TASK STATEMENT => Print each entry below precisely as shown.

RAW DATA =>
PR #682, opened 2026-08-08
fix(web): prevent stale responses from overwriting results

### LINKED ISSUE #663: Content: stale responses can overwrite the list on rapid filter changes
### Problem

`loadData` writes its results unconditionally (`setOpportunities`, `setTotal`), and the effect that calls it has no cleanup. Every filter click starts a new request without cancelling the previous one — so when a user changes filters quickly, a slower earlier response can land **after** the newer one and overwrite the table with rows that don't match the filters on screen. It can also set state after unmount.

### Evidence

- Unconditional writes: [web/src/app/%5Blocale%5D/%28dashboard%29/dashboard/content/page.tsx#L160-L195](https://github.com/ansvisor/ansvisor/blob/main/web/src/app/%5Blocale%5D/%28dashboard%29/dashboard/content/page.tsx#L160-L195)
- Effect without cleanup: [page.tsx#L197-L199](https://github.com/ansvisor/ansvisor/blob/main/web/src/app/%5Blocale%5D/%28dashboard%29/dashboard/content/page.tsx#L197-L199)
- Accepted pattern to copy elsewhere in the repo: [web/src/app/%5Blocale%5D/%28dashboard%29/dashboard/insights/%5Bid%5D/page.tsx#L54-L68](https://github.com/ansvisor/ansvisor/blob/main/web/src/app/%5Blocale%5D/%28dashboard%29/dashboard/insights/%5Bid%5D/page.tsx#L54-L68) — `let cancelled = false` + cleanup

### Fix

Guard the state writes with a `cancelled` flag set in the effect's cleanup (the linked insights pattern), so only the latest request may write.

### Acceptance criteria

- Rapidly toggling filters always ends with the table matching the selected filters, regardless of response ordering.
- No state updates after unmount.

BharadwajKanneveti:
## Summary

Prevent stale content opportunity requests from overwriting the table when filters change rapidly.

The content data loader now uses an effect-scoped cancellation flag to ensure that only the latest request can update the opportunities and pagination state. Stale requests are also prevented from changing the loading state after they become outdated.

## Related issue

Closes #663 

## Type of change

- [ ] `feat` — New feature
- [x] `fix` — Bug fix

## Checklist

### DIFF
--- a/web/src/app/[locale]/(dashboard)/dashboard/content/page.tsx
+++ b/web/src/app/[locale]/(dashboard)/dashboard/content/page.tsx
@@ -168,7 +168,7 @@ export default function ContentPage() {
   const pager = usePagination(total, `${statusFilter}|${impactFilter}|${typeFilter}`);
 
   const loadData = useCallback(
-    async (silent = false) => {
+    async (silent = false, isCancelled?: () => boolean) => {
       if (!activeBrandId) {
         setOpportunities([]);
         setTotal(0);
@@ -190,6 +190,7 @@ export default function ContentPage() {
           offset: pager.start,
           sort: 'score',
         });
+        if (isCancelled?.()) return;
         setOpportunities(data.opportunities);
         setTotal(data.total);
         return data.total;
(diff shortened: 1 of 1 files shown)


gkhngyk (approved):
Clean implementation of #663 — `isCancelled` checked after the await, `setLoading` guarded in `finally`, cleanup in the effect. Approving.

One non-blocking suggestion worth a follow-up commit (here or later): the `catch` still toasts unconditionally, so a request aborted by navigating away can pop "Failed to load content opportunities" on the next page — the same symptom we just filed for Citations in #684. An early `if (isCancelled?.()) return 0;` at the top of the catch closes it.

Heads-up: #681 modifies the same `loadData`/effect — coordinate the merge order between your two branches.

RESPONSE =>
PR #682, opened 2026-08-08
fix(web): prevent stale responses from overwriting results

### LINKED ISSUE #663: Content: stale responses can overwrite the list on rapid filter changes
### Problem

`loadData` writes its results unconditionally (`setOpportunities`, `setTotal`), and the effect that calls it has no cleanup. Every filter click starts a new request without cancelling the previous one — so when a user changes filters quickly, a slower earlier response can land **after** the newer one and overwrite the table with rows that don't match the filters on screen. It can also set state after unmount.

### Evidence

- Unconditional writes: [web/src/app/%5Blocale%5D/%28dashboard%29/dashboard/content/page.tsx#L160-L195](https://github.com/ansvisor/ansvisor/blob/main/web/src/app/%5Blocale%5D/%28dashboard%29/dashboard/content/page.tsx#L160-L195)
- Effect without cleanup: [page.tsx#L197-L199](https://github.com/ansvisor/ansvisor/blob/main/web/src/app/%5Blocale%5D/%28dashboard%29/dashboard/content/page.tsx#L197-L199)
- Accepted pattern to copy elsewhere in the repo: [web/src/app/%5Blocale%5D/%28dashboard%29/dashboard/insights/%5Bid%5D/page.tsx#L54-L68](https://github.com/ansvisor/ansvisor/blob/main/web/src/app/%5Blocale%5D/%28dashboard%29/dashboard/insights/%5Bid%5D/page.tsx#L54-L68) — `let cancelled = false` + cleanup

### Fix

Guard the state writes with a `cancelled` flag set in the effect's cleanup (the linked insights pattern), so only the latest request may write.

### Acceptance criteria

- Rapidly toggling filters always ends with the table matching the selected filters, regardless of response ordering.
- No state updates after unmount.

BharadwajKanneveti:
## Summary

Prevent stale content opportunity requests from overwriting the table when filters change rapidly.

The content data loader now uses an effect-scoped cancellation flag to ensure that only the latest request can update the opportunities and pagination state. Stale requests are also prevented from changing the loading state after they become outdated.

## Related issue

Closes #663 

## Type of change

- [ ] `feat` — New feature
- [x] `fix` — Bug fix

## Checklist

### DIFF
--- a/web/src/app/[locale]/(dashboard)/dashboard/content/page.tsx
+++ b/web/src/app/[locale]/(dashboard)/dashboard/content/page.tsx
@@ -168,7 +168,7 @@ export default function ContentPage() {
   const pager = usePagination(total, `${statusFilter}|${impactFilter}|${typeFilter}`);
 
   const loadData = useCallback(
-    async (silent = false) => {
+    async (silent = false, isCancelled?: () => boolean) => {
       if (!activeBrandId) {
         setOpportunities([]);
         setTotal(0);
@@ -190,6 +190,7 @@ export default function ContentPage() {
           offset: pager.start,
           sort: 'score',
         });
+        if (isCancelled?.()) return;
         setOpportunities(data.opportunities);
         setTotal(data.total);
         return data.total;
(diff shortened: 1 of 1 files shown)


gkhngyk (approved):
Clean implementation of #663 — `isCancelled` checked after the await, `setLoading` guarded in `finally`, cleanup in the effect. Approving.

One non-blocking suggestion worth a follow-up commit (here or later): the `catch` still toasts unconditionally, so a request aborted by navigating away can pop "Failed to load content opportunities" on the next page — the same symptom we just filed for Citations in #684. An early `if (isCancelled?.()) return 0;` at the top of the catch closes it.

Heads-up: #681 modifies the same `loadData`/effect — coordinate the merge order between your two branches.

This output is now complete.